# First Egg today!!! Now what to feed???



## sonnyboy (Jun 28, 2012)

I got my first baby chicks for my backyard flock approx April 1st. There are two Buff Orpingtons, two Silver Laced Wyandottes, a Black Australorp, and a California White. I have been feeding them non-medicated Chick starter from Fleet Farm, some table scraps, and whatever weeds or bugs end up in their enclosure (which I move about every week to 10 days).

Today when I checked on them, I found a small white egg on the floor of the coop (I havn't added the nesting boxes yet - I wasn't expecting eggs for a little while!). I am assuming the egg came from the California White, as it is the only breed that I have that will lay white eggs. I was expecting, based on what I have read from various sources, that the California White should be the first to lay, but it may be a few months more before the last one will lay. 

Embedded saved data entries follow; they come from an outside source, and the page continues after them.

PR #3407, opened 2015-02-16
[ticket/9457] Add WAI-ARIA landmarks to the Prosilver template files

Senky:
[PHPBB3-9457](https://tracker.phpbb.com/browse/PHPBB3-9457)

### DIFF
--- a/phpBB/styles/prosilver/template/navbar_footer.html
+++ b/phpBB/styles/prosilver/template/navbar_footer.html
@@ -1,4 +1,4 @@
-<div class="navbar">
+<div class="navbar" role="navigation">
 	<div class="inner">
 
 	<ul id="nav-footer" class="linklist bulletin" role="menubar">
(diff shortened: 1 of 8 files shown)


phpBB/styles/prosilver/template/navbar_footer.html
```diff
@@ -1,4 +1,4 @@
-<div class="navbar">
+<div class="navbar" role="navigation">
```
nickvergessen: what about navbar header? if it can only appear once, I'd put it there, since header also contains the forum parents list

Senky: navbar_header.html already includes role="navigation". It is allowed to include more navigation landmarks, so I think this should not be a problem. The only issue about this is, that footer navbar contains the same links, as header one does. So maybe only header navbar should be landmarked.

prototech:
Merged via https://github.com/phpbb/phpbb/commit/4276f49efaa290cf57936f782f26dbb0ab15ad2c

PR #3415, opened 2015-02-17
[ticket/13578] Add ucp_register.php core events

RMcGirr83:
https://tracker.phpbb.com/browse/PHPBB3-13578

### DIFF
--- a/phpBB/includes/ucp/ucp_register.php
+++ b/phpBB/includes/ucp/ucp_register.php
@@ -30,7 +30,7 @@ class ucp_register
 	function main($id, $mode)
 	{
 		global $config, $db, $user, $auth, $template, $phpbb_root_path, $phpEx;
-		global $request, $phpbb_container;
+		global $request, $phpbb_container, $phpbb_dispatcher;
 
 		//
 		if ($config['require_activation'] == USER_ACTIVATION_DISABLE ||
@@ -197,6 +197,19 @@ class ucp_register
 			'lang'				=> basename(request_var('lang', $user->lang_name)),
 			'tz'				=> request_var('tz', $timezone),
 		);
+		/**
+		* Add UCP register data before they are assigned to the template or submitted
+		*
+		* To assign data to the template, use $template->assign_vars()
+		*
+		* @event core.ucp_register_data_before
+		* @var	bool	submit		Do we display the form only
+		*							or did the user press submit
+		* @var	array	data		Array with current ucp registration data
+		* @since 3.1.4-RC1
+		*/
+		$vars = array('submit', 'data');
+		extract($phpbb_dispatcher->trigger_event('core.ucp_register_data_before', compact($vars)));
 
 		// Check and initialize some variables if needed
 		if ($submit)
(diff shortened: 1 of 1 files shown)


RMcGirr83:
!set event

RMcGirr83:
!set EVENT

RMcGirr83:
!set WIP

RMcGirr83:
!unset WIP

nickvergessen:
It's `!set Event` ;)

RMcGirr83:
!unset Event

RMcGirr83:
@nickvergessen will this commit be added?  I am writing an extension, actually two, and both need these events.

Sorry to bug you just asking.

phpBB/includes/ucp/ucp_register.php
```diff
@@ -319,6 +344,19 @@ function main($id, $mode)
...
+				*
+				* user_add allows adding more data into the users table
+				*
+				* @event core.ucp_register_user_row_after
+				* @var	bool	submit		Do we display the form only
+				*							or did the user press submit
+				* @var	array	user_row	Array with current ucp registration data
+				* @since 3.1.4-RC1
+				*/
+				$vars = array('submit', 'user_row');
```
nickvergessen: Please add `cp_data` aswell

phpBB/includes/ucp/ucp_register.php
```diff
@@ -257,6 +270,18 @@ function main($id, $mode)
...
+			* Check UCP registration data after they are submitted
+			*
+			* @event core.ucp_register_data_after
+			* @var	bool	submit		Do we display the form only
+			*							or did the user press submit
+			* @var	array data		Array with current ucp registration data
+			* @var	array error		Array with list of errors
+			* @since 3.1.4-RC1
+			*/
+			$vars = array('submit', 'data', 'error');
```
nickvergessen: Please add `cp_data` aswell

nickvergessen:
@RMcGirr83 if you add those two, I will merge it

RMcGirr83:
@nickvergessen done...waiting on Travis

RMcGirr83:
Thanks Joas

phpBB/includes/ucp/ucp_register.php
```diff
@@ -257,6 +270,19 @@ function main($id, $mode)
...
+			*
+			* @event core.ucp_register_data_after
+			* @var	bool	submit		Do we display the form only
+			*							or did the user press submit
+			* @var	array 	data		Array with current ucp registration data
+			* @var	array	cp_data		Array with custom profile fields data
+			* @var	array 	error		Array with list of errors
+			* @since 3.1.4-RC1
+			*/
+			$vars = array('submit', 'data', 'cp_data', 'error');
```
lavigor: It seems that `$submit` is always `true` here.
The same for `core.ucp_register_user_row_after`.

marc1706: This seems to be another case similar to this one: https://github.com/phpbb/phpbb/pull/3780/files
Would be nice if you could send a PR that takes care of this.

lavigor: OK, @marc1706.
Could you explain why phpBB uses `@change` and `@changed` invalid tags instead of several `@since` tags please?
Maybe there is a guideline on this case? Because there is still difference in tags usage when somebody modifies an event.
Official documentation http://www.phpdoc.org/docs/latest/references/phpdoc/tags/since.html suggests to add more than one `@since` tag.
> This tag can occur multiple times within a PHPDoc. In that case, each occurrence is treated as an entry to a change log. It is RECOMMENDED that you also provide a description to each such tag.

marc1706: I guess nobody every payed a close attention to what the correct approach for this would be. Could you do me the favor and create ticket for this on the tracker?

lavigor: OK.
https://tracker.phpbb.com/browse/PHPBB3-14092

PR #3424, opened 2015-02-19
[ticket/13632] Adding folder permission checking to database_update.php

MateBartus:
Checking if /store and /files directories are writable on the server, and 
adding error message when the conditions are not met. /cache folder is 
excluded from checking because if it is not writable, a fatal error occurs 
anyway.

PHPBB3-13632

### DIFF
--- a/phpBB/install/database_update.php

So my question - Should I change my feed to "layer feed" for the flock, add a supplement of some sort to the starter feed, or something else? I just bought a 50lb bag of starter feed a week or so ago, so it would be nice if I could use it up (about a month or so from now) before I switch to "layer feed".

Any advice or suggestions are greatly appreciated!


----------



## rob (Jun 20, 2012)

im sure someone with more expierience will answer for definate but if it was me i would continue with the usual feed for a while, and then go for layers pellets, or maybe use both ?


----------



## Sundancers (Jun 20, 2012)

I would start to blend the feeds ... Use the feed they have been getting and start adding a little of the new feed to it, each day add a little more of the new feed till the older feed is gone.

On a side note: always try and blend any new feed, no matter the critter. 

Edit to add: Congrats on the first egg!!!!!!!!!


----------



## Apyl (Jun 20, 2012)

Congrats on your first egg  And yes just blend the feed until the starter feed is gone and since your chickens are caged add a calcium supplement like oyster shells.


----------



## sonnyboy (Jun 28, 2012)

Ok-it has been a couple of days since the first egg, but I haven't had any more. How long after the first egg does the second usually show up?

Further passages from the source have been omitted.